Pinball with velocity vector

[WMDhamnekar]

Hi,

A pinball moving in a plane with velocity s bounces (in a purely elastic impact) from a baffle whose endpoints are p and q. What is the velocity vector after the bounce?

I don't understand how to answer this question? Any math help, hint or even correct answer will be accepted?

 

[DaalChawal]

Use vectors addition and elastic collision concept that velocity along the baffle will remain unchanged and velocity perpendicular to baffle will get reversed.

 

[HOI]

You can always set up a coordinate with P as origin and Q= (0, 1). The velocity vector of this object can be written $(v_x, v_y)$ in that coordinate system. After an elastic collision with PQ, it's velocity vector is $(-v_x, v_y)$.

 

[WMDhamnekar]

You can always set up a coordinate with P as origin and Q= (0, 1). The velocity vector of this object can be written $(v_x, v_y)$ in that coordinate system. After an elastic collision with PQ, it's velocity vector is $(-v_x, v_y)$.

Hi,

Author has given the following answer to this question.

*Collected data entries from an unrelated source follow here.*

PR #1927, opened 2022-10-15
ci: use github-pr-check reporter for shellcheck

toast-gear:
we've set the reporter to a value that doesn't seem to be part of the action https://github.com/reviewdog/action-shellcheck/blob/master/action.yml#L15

```
      Reporter of reviewdog command [github-pr-check,github-pr-review,github-check].
      Default is github-pr-check.
      github-pr-review can use Markdown and add a link to rule page in reviewdog reports.
```


mumoshu (approved):
LGTM. Thanks for fixing it!

PR #1928, opened 2022-10-16
ci: replace set-output

toast-gear:
https://github.blog/changelog/2022-10-11-github-actions-deprecating-save-state-and-set-output-commands/

set-output is being removed


mumoshu (approved):
Awesome! Thanks for the update 😄

PR #1946, opened 2022-10-23
Updates Makefile so shellcheck is cross-platform.

gwynforthewyn:
Specifically, the makefile was always downloading the linux version of shellcheck no matter the platform. So I moved the OS detection to be early in the makefile and verified that I can now download the darwin version of shellcheck.

I verified that the old behaviour still works by checking out the branch in debian and running `make test`.


mumoshu (approved):
LGTM. Thanks a lot for your contribution @gwynforthewyn!

PR #1968, opened 2022-10-31
admissionWebHooks: fix checking for caBundle

cristicalin:
This PR fixes a check for `caBundle` being present in the configured values. Previous check would always fail due to `.Values.admissionWebHooks` being `{}`.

Would you tell me how does the highlighted terms relate to velocity before and after the bounce?

 

[DaalChawal]

A vector $u = u_x + u_y $ you can write a vector as a sum of its components.
$(s. \hat{u} ) $ represents the magnitude of the component of vector s along baffle and if you multiply by unit vector $\hat{u}$ you get vector component of s along with the baffle similarly $(s. \hat{v})$ represents the magnitude of the component of vector s normal to baffle and again if you multiply by unit vector $\hat{v}$ you will get vector component of s normal to baffle.
For reflected ray normal gets reversed so the normal vector is expressed with the negative sign there.